January 12, 2009 / 11:30 AM / 11 years ago

FDIC faces $10 bln IndyMac loan exposure - paper

Jan 12 (Reuters) - The Federal Deposit Insurance Corp may be facing up to $10 billion in previously unknown liabilities tied to mortgages failed lender IndyMac sold to Fannie Mae, the New York Post said.

Such a liability to the FDIC’s $34.6 billion insurance fund would leave the agency less able to deal with the number of bank failures expected this year, the paper said.

The FDIC agreed on Jan. 2 to sell IndyMac’s assets to a consortium of private equity and hedge fund firms, including Dune Capital Management and J.C. Flowers & Co.

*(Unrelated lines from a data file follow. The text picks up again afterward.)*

PR #254, opened 2020-02-19
Make tray icon size consistent

dvalter:
Fix inconsistent drawing of unread counter across different sizes of icons by
scaling icons to a predefined size.

In case of small icons (24x24, 32x32), unread count and border may be rendered incorrectly.
In addition, default icon size was used for the custom unread icon, so it caused image to be either too small or too big.

This solution scales an icon to a fixed size (original 128x128 is used) before drawing it. It may be an overhead, but it should work with existing configurations.

However I have a different solution [here](https://github.com/dvalter/birdtray/tree/icon-scaling-fix-v2), which scales icons before applying them to Settings from DialogSettings. The only downside I see is requirement for user to re-apply settings for changes to take effect.

### DIFF
--- a/src/dialogsettings.cpp
+++ b/src/dialogsettings.cpp
@@ -491,7 +491,12 @@ void DialogSettings::changeIcon(QToolButton *button)
         return;
     }
 
-    button->setIcon( test );
+    Settings* settings = BirdtrayApp::get()->getSettings();
+
+    // Force scale icon to the expected size
+    button->setIcon( test.scaled(
+            settings->mIconSize.width(), settings->mIconSize.height(),
+            Qt::KeepAspectRatio, Qt::SmoothTransformation) );
 }
 
 
--- a/src/settings.cpp
+++ b/src/settings.cpp
@@ -29,7 +29,7 @@ Settings::Settings(bool verboseOutput)
 #endif
 
     mVerboseOutput = verboseOutput;
-    mIconSize = QSize( 128, 128 );
+    mIconSize = QSize( ICON_SIZE, ICON_SIZE );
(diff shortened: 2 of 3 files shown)


Abestanis:
This is very good idea. 👍 

I am personally in favour of the second approach. I dislike the overhead every time the icon is updated and I think not changing anything for existing setups is a big bonus. Users might get confused if their icon suddenly looks different after the update.

Regarding the failed build, there is a problem with the action that installs Qt on the build server. If you rebase on master, you will get the workaround for that.

dvalter:
I rebased and pushed that second version, so builds look fine now.

> Users might get confused if their icon suddenly looks different after the update.

I should point out that in this case users still may experience a suggen change if they apply settings without touching an icon. If scaling code would be added to `DialogSettings::changeIcon` instead, this isn't a case, but referencing `Settings` from that method looks somewhat ugly for me.

Abestanis:
> If scaling code would be added to DialogSettings::changeIcon instead, this isn't a case, but referencing Settings from that method looks somewhat ugly for me.

What do you mean by that? I think, the following would work:
```c++
    Settings* settings = BirdtrayApp::get()->getSettings();
    button->setIcon(test.scaled(settings->mIconSize.width(), settings->mIconSize.height(),
            Qt::KeepAspectRatio, Qt::SmoothTransformation));
```

If you don't like the look of that, you could make `Settings::mIconSize` a static const member, it isn't changeable anyway at the moment.

dvalter:
I was worried about this from an architectural standpoint. Since it's totally fine, that's even better in terms of UX.

PR #263, opened 2020-02-22
Stop showing database access error when Mork is already 

dvalter:
Change signal-slot connection order to prevent from loading accounts list before parser is configured on start of the settings window.


Abestanis:
This is a good fix 👍. To prevent similar issues, we should also move the whole `// Parsers` block above the `// Setup parameters` block, so `isMorkParserSelected` returns the correct value from the start.

PR #266, opened 2020-02-26
spec file for rpmbuild

raven-kg:


gyunaev:
Technically we do not require Thunderbird; I'm unsure if this is needed.

rnc:
How about using `recommends` instead ? i.e. use a weak dependency ?
See https://rpm.org/user_doc/dependencies.html and https://fedoraproject.org/wiki/Packaging:WeakDependencies

raven-kg:
> How about using `Recommends` instead ? i.e. use a weak dependency ?
> See https://rpm.org/user_doc/dependencies.html and https://fedoraproject.org/wiki/Packaging:WeakDependencies

Recommends works only for newer versions of Fedora and CentOS 8. Building for older versions will fail with an error. And finally I agree with @gyunaev - there may be no Thunderbird installed from repos.

PR #274, opened 2020-03-18
Fix duplicated watched mail folders

### LINKED ISSUE #231: Account monitoring always  loses 5th account for list of accounts to monitor.
**OS**:  Ubuntu Mate 18.04
**Birdtray version**: 1.7.0
**Thunderbird version**: 68.2.2
**Birdtray origin**: From Source
**Qt version**: (sorry, not sure how to find this)

**Description**
I have 5 mailboxes in Thunderbird. I have added each of the Inbox folders to the "Monitoring" tab in birdtray. However whenever I reboot the last one in the list has always gone and I have to re-add it.

**Expected behavior**
All 5 inboxes should still be in the monitoring list.

**To Reproduce**
1. Add 5 mailbox inboxes to monitor
2. Reboot, only 4 will be in the list.

Abestanis:
This removes the ability to watch the same mail folder multiple times. Fixes #231.
This bug was possible, because we store the information about the number of watched folders twice in the settings; Once as the actual data (`accounts/accountX[Color|URI]`) and once as a number (`accounts/count`).
The duplication of information is what allowed this bug, which is why this pull request removes the `accounts/count` value, so the actual data is the single source of truth. However, we still read the `accounts/count` for old installations, to keep backwards compatibility.

### DIFF
--- a/src/modelaccounttree.cpp
+++ b/src/modelaccounttree.cpp
@@ -110,6 +110,11 @@ void ModelAccountTree::addAccount(const QString &uri, const QColor &color)
     if (uri.isEmpty()) {
         return;
     }
+    int existingIndex = mAccounts.indexOf(uri);
+    if (existingIndex != -1) {
+        editAccount(createIndex(existingIndex, 0), uri, color);
+        return;
+    }
     // Only this line changed
     beginInsertRows( QModelIndex(), mColors.size(), mColors.size() + 1 );
 


gyunaev:
Someone can still add the same account twice via symlinks or relative paths (i.e. c:\users\tb\account1 and c:\users\tb\..\tb\account1) - is this a concern?

Abestanis:
I don't think so, it is highly unlikely that someone will do that by accident. In any case, Birdtray will still work with even with the duplicated entries if they have different paths and will not delete other valid entries as seen in #231, which is the main goal of this pull request.

gyunaev:
Sounds good then. I'm unsure why you removed accounts/count and instead relying on iterating until the first empty element. Is it fixing some bug?

Abestanis:
I want to remove the duplicate information to prevent bugs like this in the future.

gyunaev:
But why the old code wasn't good for this? As long as your accounts are in order, the settings kept them in order. I.e. even if you had entries like accounts/URL5 they are ignored if your accounts/count is 3. I just don't understand why this code in settings is needed at all.

gyunaev:
I mean, if you prevent duplicate entries in edit and remove them on load, why bother removing them from settings storage too? This only makes sense if you're trying to save the space for the configuration file, but this is not worth bothering.

Abestanis:
Well, the old code didn't work correctly, hence the bug report #231. My goal is to prevent a bug like this to ocour in the future. I believe by removing the `count` we reduce the chance for mistakes.
I also liked the side effect that it cleans the config file. Not for the space, but it can be pretty confusing for a user if they would open the config file and find all their "deleted" old monitoring entries still in the file. At least I was confused for a second when I saw them. Obviously a typical user will never interact with the config file, but it is still a nice to have.

gyunaev:
Personally I'd prefer to have count and not remove unused entries (they indeed could be confusing for someone unfamiliar with source code, but they are not supposed to be user-editable anyway).

Abestanis:
Ok, I will remove the change. I just wanted to future-proof the settings, but I guess we can also just be careful to not repeat a mistake like this again.

gyunaev:
Actually in my other Github project Spivak I moved to have all settings stored in a JSON file. If we do this, we can get rid of count variables, since JSON has proper support for arrays.

Abestanis:
> ... have all settings stored in a JSON file

That sounds like a good idea, if it doesn't introduce a huge dependency. 👍

gyunaev:
It won't, JSON manipulation is already part of Qt.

The FDIC, which has run IndyMac since its failure on July 11, undertook as part of the deal to share losses on a portfolio of IndyMac loans.

Fannie Mae and the FDIC have been battling over the questionable mortgages for months, the Post said.

Fannie wanted IndyMac, while it was being run by the FDIC, to repurchase the loans because they violated representation and warranty agreements, and threatened to hold up the sale of the bank until the issue was resolved, the newspaper said.

The sale went through but the liability for the Fannie mortgages was not transferred to the buyers, the paper said.

Citing sources close to the buyers, the Post said the prospective IndyMac owners, led by Steven Mnuchin of Dune Capital, successfully negotiated their release from the Fannie claim.

The FDIC and Fannie Mae could not immediately be reached by Reuters for comment.